- **WHAT IS EXPECTED**
Copy out the entries that come next, exactly.

- **DATA UNDER STUDY**
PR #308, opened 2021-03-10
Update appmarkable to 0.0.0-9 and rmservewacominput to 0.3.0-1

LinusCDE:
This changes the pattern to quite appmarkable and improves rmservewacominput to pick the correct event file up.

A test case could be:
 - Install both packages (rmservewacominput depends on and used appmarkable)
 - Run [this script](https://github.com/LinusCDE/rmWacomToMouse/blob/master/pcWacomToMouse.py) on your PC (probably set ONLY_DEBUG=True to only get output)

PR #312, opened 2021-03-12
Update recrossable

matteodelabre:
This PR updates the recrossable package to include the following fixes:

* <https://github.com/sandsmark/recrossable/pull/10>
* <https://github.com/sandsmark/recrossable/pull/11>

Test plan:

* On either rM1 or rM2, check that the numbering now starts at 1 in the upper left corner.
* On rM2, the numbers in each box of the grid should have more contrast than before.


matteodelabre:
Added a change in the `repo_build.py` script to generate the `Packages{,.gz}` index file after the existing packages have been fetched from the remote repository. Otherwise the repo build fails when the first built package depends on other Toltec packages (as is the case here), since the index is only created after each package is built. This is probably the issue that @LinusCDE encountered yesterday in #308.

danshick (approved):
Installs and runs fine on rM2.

- **FINAL ANSWER**
PR #308, opened 2021-03-10
Update appmarkable to 0.0.0-9 and rmservewacominput to 0.3.0-1

LinusCDE:
This changes the pattern to quite appmarkable and improves rmservewacominput to pick the correct event file up.

A test case could be:
 - Install both packages (rmservewacominput depends on and used appmarkable)
 - Run [this script](https://github.com/LinusCDE/rmWacomToMouse/blob/master/pcWacomToMouse.py) on your PC (probably set ONLY_DEBUG=True to only get output)

PR #312, opened 2021-03-12
Update recrossable

matteodelabre:
This PR updates the recrossable package to include the following fixes:

* <https://github.com/sandsmark/recrossable/pull/10>
* <https://github.com/sandsmark/recrossable/pull/11>

Test plan:

* On either rM1 or rM2, check that the numbering now starts at 1 in the upper left corner.
* On rM2, the numbers in each box of the grid should have more contrast than before.


matteodelabre:
Added a change in the `repo_build.py` script to generate the `Packages{,.gz}` index file after the existing packages have been fetched from the remote repository. Otherwise the repo build fails when the first built package depends on other Toltec packages (as is the case here), since the index is only created after each package is built. This is probably the issue that @LinusCDE encountered yesterday in #308.

danshick (approved):
Installs and runs fine on rM2.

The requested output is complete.